• **Task instructions**
Go through the material below and count the lines in which the word "expanduser" occurs; the only output is the number.

BEGIN The records

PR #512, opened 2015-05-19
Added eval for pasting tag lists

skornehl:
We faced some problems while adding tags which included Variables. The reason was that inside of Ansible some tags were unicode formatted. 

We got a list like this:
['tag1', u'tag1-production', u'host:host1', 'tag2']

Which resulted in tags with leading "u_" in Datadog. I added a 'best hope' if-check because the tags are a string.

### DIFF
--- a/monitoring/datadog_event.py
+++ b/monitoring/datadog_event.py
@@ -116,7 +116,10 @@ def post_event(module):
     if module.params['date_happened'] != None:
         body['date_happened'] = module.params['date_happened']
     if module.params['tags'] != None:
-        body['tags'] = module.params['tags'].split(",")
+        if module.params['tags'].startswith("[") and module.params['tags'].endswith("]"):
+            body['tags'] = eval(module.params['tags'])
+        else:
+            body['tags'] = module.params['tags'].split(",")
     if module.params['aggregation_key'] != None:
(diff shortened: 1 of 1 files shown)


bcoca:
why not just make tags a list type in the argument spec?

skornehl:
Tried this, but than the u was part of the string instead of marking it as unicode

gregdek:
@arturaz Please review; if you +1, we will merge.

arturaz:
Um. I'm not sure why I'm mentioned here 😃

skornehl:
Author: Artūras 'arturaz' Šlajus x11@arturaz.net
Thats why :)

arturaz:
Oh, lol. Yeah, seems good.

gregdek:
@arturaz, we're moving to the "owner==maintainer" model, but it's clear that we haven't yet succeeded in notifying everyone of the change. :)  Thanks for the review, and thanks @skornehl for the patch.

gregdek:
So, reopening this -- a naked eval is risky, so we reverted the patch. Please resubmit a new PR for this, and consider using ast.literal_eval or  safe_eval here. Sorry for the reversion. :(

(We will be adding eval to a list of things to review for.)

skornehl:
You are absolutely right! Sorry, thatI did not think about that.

END The records
BEGIN The records

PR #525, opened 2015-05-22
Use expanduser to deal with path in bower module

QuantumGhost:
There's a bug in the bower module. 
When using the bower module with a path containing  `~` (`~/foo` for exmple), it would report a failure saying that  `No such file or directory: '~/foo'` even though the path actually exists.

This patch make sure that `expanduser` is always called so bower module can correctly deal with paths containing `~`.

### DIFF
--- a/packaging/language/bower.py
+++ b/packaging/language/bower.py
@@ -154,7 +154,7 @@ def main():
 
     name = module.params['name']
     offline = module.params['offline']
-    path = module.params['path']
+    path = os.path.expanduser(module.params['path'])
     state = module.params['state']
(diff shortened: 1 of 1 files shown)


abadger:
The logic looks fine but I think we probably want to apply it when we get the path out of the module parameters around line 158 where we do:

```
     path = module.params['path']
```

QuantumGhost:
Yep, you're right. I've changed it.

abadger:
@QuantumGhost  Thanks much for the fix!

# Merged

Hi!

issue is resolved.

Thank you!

END The records

• **Exercise output**
3